=== TASK DESCRIPTION ===
Each line of the data holding "shortened" should be found and copied.

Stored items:

Issue #3526, opened 2020-02-26
Stop using ActiveJob::TestHelper methods in specs


filippoliverani:
Solidus testing relies almost entirely on RSpec, with a small exception: some specs directly invoke `ActiveJob::TestHelper` methods, to force the execution of mailers and Promotion related jobs.

I think it should be better to stop using them, avoiding Rails TestHelpers stack would make specs easier to maintain and understand.

RSpec's Job Spec assertions, with a combination of `:inline` and `:test` `ActiveJob::QueueAdapter`s, should cover any testing need.

PR #3543, opened 2020-03-08
Replace ActiveJob::TestHelper with own module.

jessetilro:
Issue #3526.

**Description**
This is my first contribution. I decided to make an attempt to resolve this issue as it was flagged as "Good First Issue". Looking forward to your feedback!

The test code does no longer rely on `ActiveJob::TestHelper`.
The only method used from this module was `perform_enqueued_jobs`.
I implemented a method providing this functionality in an own testing helper module,
such that existing test cases do not have to be changed and remain readable.

**Checklist:**

### DIFF
--- a/api/spec/spec_helper.rb
+++ b/api/spec/spec_helper.rb
@@ -63,8 +63,6 @@ RSpec.configure do |config|
     Rails.cache.clear
   end
 
-  config.include ActiveSupport::Testing::Assertions
-
   config.use_transactional_fixtures = true
 
   config.example_status_persistence_file_path = "./spec/examples.txt"
--- a/api/spec/spec_helper.rb
+++ b/api/spec/spec_helper.rb
@@ -30,6 +30,7 @@ require 'spree/testing_support/partial_double_verification'
 require 'spree/testing_support/factories'
 require 'spree/testing_support/preferences'
 require 'spree/testing_support/authorization_helpers'
+require 'spree/testing_support/job_helpers'
 
 require 'spree/api/testing_support/caching'
 require 'spree/api/testing_support/helpers'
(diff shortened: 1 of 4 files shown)


aldesantis:
@kennyadsl assigning you as a reviewer here because you made the original issue and I'm not 100% sure this is what you had in mind? Let us know!

kennyadsl:
@aldesantis the original issue was made by @filippoliverani. We discussed IRL about this and I think it's quite different from what we had in mind but I'm sure he is able to explain it better than me.

filippoliverani:
@kennyadsl The proposed solution in the issue was to stop calling `#perform_enqueued_jobs` by using `:inline` queue adapter by default. That would require to update some specs rewriting their expectations. 

I think that this PR is good first step in that direction, it has a moderate impact on code but effectively removes `ActiveJob::TestHelper` dependency 👍

api/spec/spec_helper.rb
```diff
@@ -62,7 +64,6 @@
   end
 
   config.include ActiveSupport::Testing::Assertions
```
filippoliverani, line 66: I think that without `ActiveJob::TestHelper` we can get rid of `ActiveSupport::Testing::Assertions` module too

backend/spec/spec_helper.rb
```diff
@@ -107,12 +108,12 @@
 
   config.include FactoryBot::Syntax::Methods
   config.include ActiveSupport::Testing::Assertions
```
filippoliverani, line 110: I think that without `ActiveJob::TestHelper` we can get rid of `ActiveSupport::Testing::Assertions` too

core/spec/rails_helper.rb
```diff
@@ -41,7 +42,8 @@
     Rails.cache.clear
   end
 
+  config.include Spree::TestingSupport::JobHelpers
+
   config.include ActiveSupport::Testing::Assertions
```
filippoliverani, line 47: I think that without `ActiveJob::TestHelper` we can get rid of `ActiveSupport::Testing::Assertions` too

kennyadsl:
@filippoliverani thanks for this review! I'm fine with this, @jessetilro can you please just fix the comments left in the review? Thanks again! 🙏

jessetilro:
@kennyadsl I fixed the comments in the review.

PR #3544, opened 2020-03-09
do not use link_to_add_fields for buttons, its text will be removed from minimize menu

hefan:
**Description**

**Problem**:
The link_to_add_fields function will (when used for buttons) create the following markup
`<a ...>
  <span class="text">Add Option Value</span>
</a>`
The span with class text will be removed when the menu is minimized.
So we only see the plus icon with no text when the menu is minimized.

This happens in the option type edit screen and in the product properties index screen.
_/admin/option_types/1/edit_
_/admin/products/ruby-hoodie/product_properties_

See Screenshot:
Screenshot from 2020-03-09 16-59-14

**Solution**:
This PR removes the symbols from the buttons just by using **link_to** instead of **link_to_add_fields**.
The Buttons will have no more symbol but the text stays when the menu is minimized.
These two where the only buttons with symbols in the Backend.

### DIFF
--- a/backend/app/controllers/spree/admin/customer_returns_controller.rb
+++ b/backend/app/controllers/spree/admin/customer_returns_controller.rb
@@ -70,8 +70,6 @@ module Spree
           return_item = item_params[:id] ? Spree::ReturnItem.find(item_params[:id]) : Spree::ReturnItem.new
           return_item.assign_attributes(item_params)
 
-          return_item.skip_customer_return_processing = true
-
           if item_params[:reception_status_event].blank?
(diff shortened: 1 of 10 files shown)


kennyadsl:
There's another occurrence of this into https://github.com/solidusio/solidus/blob/d3be0c490c3627855dc554c7393c7bf5dc87a774/backend/app/views/spree/admin/product_properties/index.html.erb#L58:L58, can you please check if we can remove that as well, and maybe deprecate the helper if we are not using it anymore in the codebase?

hefan:
ok done in #3547

PR #3547, opened 2020-03-10
replace link_to_add_fields usage and deprecate helper function

hefan:
**Description**

**Problem**:
The link_to_add_fields function will (when used for buttons) create the following markup
`<a ...>
  <span class="text">Add Option Value</span>
</a>`
The span with class text will be removed when the menu is minimized.
So we only see the plus icon with no text when the menu is minimized.

This happens in the option type edit screen and in the product properties index screen.
_/admin/option_types/1/edit_
_/admin/products/ruby-hoodie/product_properties_ (2 occurrences)

See Screenshot:
Screenshot from 2020-03-09 16-59-14

**Solution**:
This PR removes the symbols from the buttons just by using **link_to** instead of **link_to_add_fields**.
The Buttons will have no more symbol but the text stays when the menu is minimized.
These three buttons where the only buttons with symbols in the Backend.

The helper function is also deprecated

See also #3544

### DIFF
--- a/backend/app/helpers/spree/admin/base_helper.rb
+++ b/backend/app/helpers/spree/admin/base_helper.rb
@@ -120,6 +120,8 @@ module Spree
         css_classes = options[:class] ? options[:class] + " spree_add_fields" : "spree_add_fields"
         link_to_with_icon('plus', name, 'javascript:', data: { target: target }, class: css_classes)
       end
+      deprecate link_to_add_fields: "Please use button_tag instead, Example: \n" \
+        "button_tag \"Name\", type: \"button\", data: { target: \"tbody#div\" }", deprecator: Spree::Deprecation
 
       # renders hidden field and link to remove record using nested_attributes
       def link_to_remove_fields(name, form, options = {})
--- a/backend/app/views/spree/admin/option_types/edit.html.erb
+++ b/backend/app/views/spree/admin/option_types/edit.html.erb
@@ -6,7 +6,9 @@
 <% content_for :page_actions do %>
   <li>
     <span id="new_add_option_value" data-hook>
-      <%= link_to_add_fields t('spree.add_option_value'), "tbody#option_values", class: 'btn btn-primary' %>
+      <%= button_tag t('spree.add_option_value'), type: 'button',
+            data: { target: 'tbody#option_values' },
+            class: 'btn btn-primary spree_add_fields' %>
     </span>
   </li>
 <% end %>
--- a/backend/app/views/spree/admin/product_properties/index.html.erb
+++ b/backend/app/views/spree/admin/product_properties/index.html.erb
@@ -7,7 +7,9 @@
   <% if can?(:create, Spree::ProductProperty) %>
     <ul class="tollbar inline-menu">
       <li>
-        <%= link_to_add_fields t('spree.add_product_properties'), 'tbody#product_properties', class: 'plus btn btn-primary' %>
+        <%= button_tag t('spree.add_product_properties'), type: 'button',
+              data: { target: 'tbody#product_properties' },
+              class: 'btn btn-primary spree_add_fields' %>
       </li>
     </ul>
   <% end %>
@@ -55,7 +57,9 @@
       <div class="form-buttons filter-actions actions">
         <%= button_tag t('spree.filter_results'), class: 'btn btn-primary' %>
         <% if @option_value_ids.present? %>
-          <%= link_to_add_fields t('spree.add_variant_properties'), 'tbody#variant_property_values', class: 'plus button' %>
+          <%= button_tag t('spree.add_variant_properties'), type: 'button',
+                data: { target: 'tbody#variant_property_values' },
+                class: 'button spree_add_fields' %>
         <% end %>
       </div>
     </fieldset>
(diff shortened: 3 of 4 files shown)


backend/app/views/spree/admin/option_types/edit.html.erb
```diff
@@ -6,7 +6,9 @@
 <% content_for :page_actions do %>
   <li>
     <span id="new_add_option_value" data-hook>
-      <%= link_to_add_fields t('spree.add_option_value'), "tbody#option_values", class: 'btn btn-primary' %>
+      <%= link_to t('spree.add_option_value'), "javascript:",
```
kennyadsl: What about using a `button_tag`? This way we don't have to set that fake path with `javascript:`.

backend/app/helpers/spree/admin/base_helper.rb
```diff
@@ -115,6 +115,7 @@ def preference_fields(object, form)
              "form: f, attribute: \"preferred_\#{key}\", label: t(key, scope: 'spree') %>\n" \
         "<% end %>", deprecator: Spree::Deprecation
 
+      # @deprecated use link_to instead
```
kennyadsl: This won't really put a deprecation warning for users that are using this method in their code. 

We should start using the suggested versiona and add  a real deprecation message, something like:

```
def link_to_add_fields(name, target, options = {})
  name = '' if options[:no_text]
  css_classes = options[:class] ? options[:class] + " spree_add_fields" : "spree_add_fields"
  button_tag(name, data: { target: target }, class: css_classes)
end
deprecate link_to_add_fields: "Please use button_tag instead, Example: \n" \
  "button_tag \"Name\", data: { target: \"tbody#div\" }, deprecator: Spree::Deprecation
```

as we are doing for other methods in this file.

backend/app/views/spree/admin/option_types/edit.html.erb
hefan: ok. done.

backend/app/helpers/spree/admin/base_helper.rb
hefan: ok. done. i had to add type: 'button' as a parameter to get it to work in all 3 contexts.

hefan:
i guess the specs also need a rewrite, click_button instead of click link. will do that later.

hefan:
ok. all works fine now

backend/app/views/spree/admin/product_properties/index.html.erb
```diff
@@ -7,7 +7,9 @@
   <% if can?(:create, Spree::ProductProperty) %>
     <ul class="tollbar inline-menu">
       <li>
-        <%= link_to_add_fields t('spree.add_product_properties'), 'tbody#product_properties', class: 'plus btn btn-primary' %>
+        <%= button_tag t('spree.add_product_properties'), type: 'button',
+                    data: { target: 'tbody#product_properties' },
```
kennyadsl: Why this indent? I think two spaces from the start of the `button_tag` is the recommended way.

hefan: ok, we're getting there. I had the idea to put the arguments in one column (before the change to button_tag)

spaghetticode:
@hefan thanks for working on this! I was thinking, what about adding a new helper method? It would allow to DRY-up a bit your solution, as very similar ERB code is repeated 3 times.

kennyadsl:
@spaghetticode I'm 👎for creating a new helper. We can change a use the one we already have (removing the deprecation) but I personally think we should move to less custom helpers and more what's already provided by Rails, at least in backend views.

spaghetticode:
> I personally think we should move to less custom helpers and more what's already provided by Rails, at least in backend views

@kennyadsl I would like to better understand your opinion, can you explain to me more in detail the reason for this sentence?

hefan:
Aren't there many helper functions in base_helper and navigation_helper for creating Buttons or Links which couldn't be done also with the normal Rails helper Functions.  i found them confusing and they seem to do nearly the same thing. Also they do things no longer needed (the icons on buttons for example seem to be removed).

kennyadsl:
I don't think a wrapper that only adds a couple of attributes to an existing Rails helper is worth keeping, here's why:

- **abstraction**: from the perspective of who is understanding how that part works, there are no notable differences between using a helper method or adding a class to an element. It's just one more step.
- **deprecations**: yes, having a helper could be helpful to print deprecation warnings but no one ensures us that stores are not using the JS part of this functionality only, bypassing the provided helpers already. This will end up having us deprecate two things instead of one. 

Personally, and for consistency, I'd deprecate `link_to_remove_fields` as well. Maybe in another PR?

spaghetticode:
@kennyadsl when a store needs to change the behavior, a helper would be helpful in not making necessary to change any views (the occurences are 3  in 2 view files this time).  Decorating the helper would do... that's the main benefit I see about using a helper here. Then there is reusability, when one wants to add a similar button somewhere else. 

Three instances is the bare minimum number of occurrences to consider DRYing up the code, so I don't see any problem in postponing this later if it will ever make more sense. Also, taking in account how simple is the code (it's a bit verbose on 3 lines, but no `if` clause is present for example), repeating makes probably more sense.

hefan:
So i would do a PR removing and deprecating link_to_remove_fields, ok? there is only one occurence.
About the 3 Lines: Basically the new method produces not much more code than using the old helper method. i found it more readable in 3 lines. i am not sure about the best practice in erb with the long param list. Should i keep it in seperate lines or should i prefer longer lines?

kennyadsl:
@hefan if you have time, a PR to remove `link_to_remove_fields` as well would be appreciated, thanks again!

PR #4156, opened 2021-08-31
Fix gateway_error when no order is defined

alexblackie:
If the current controller raises a gateway error, but does not have
`@order` defined, this error handler will raise a NoMethodError when it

=== TASK RESPONSE ===
(diff shortened: 1 of 4 files shown)
(diff shortened: 1 of 10 files shown)
(diff shortened: 3 of 4 files shown)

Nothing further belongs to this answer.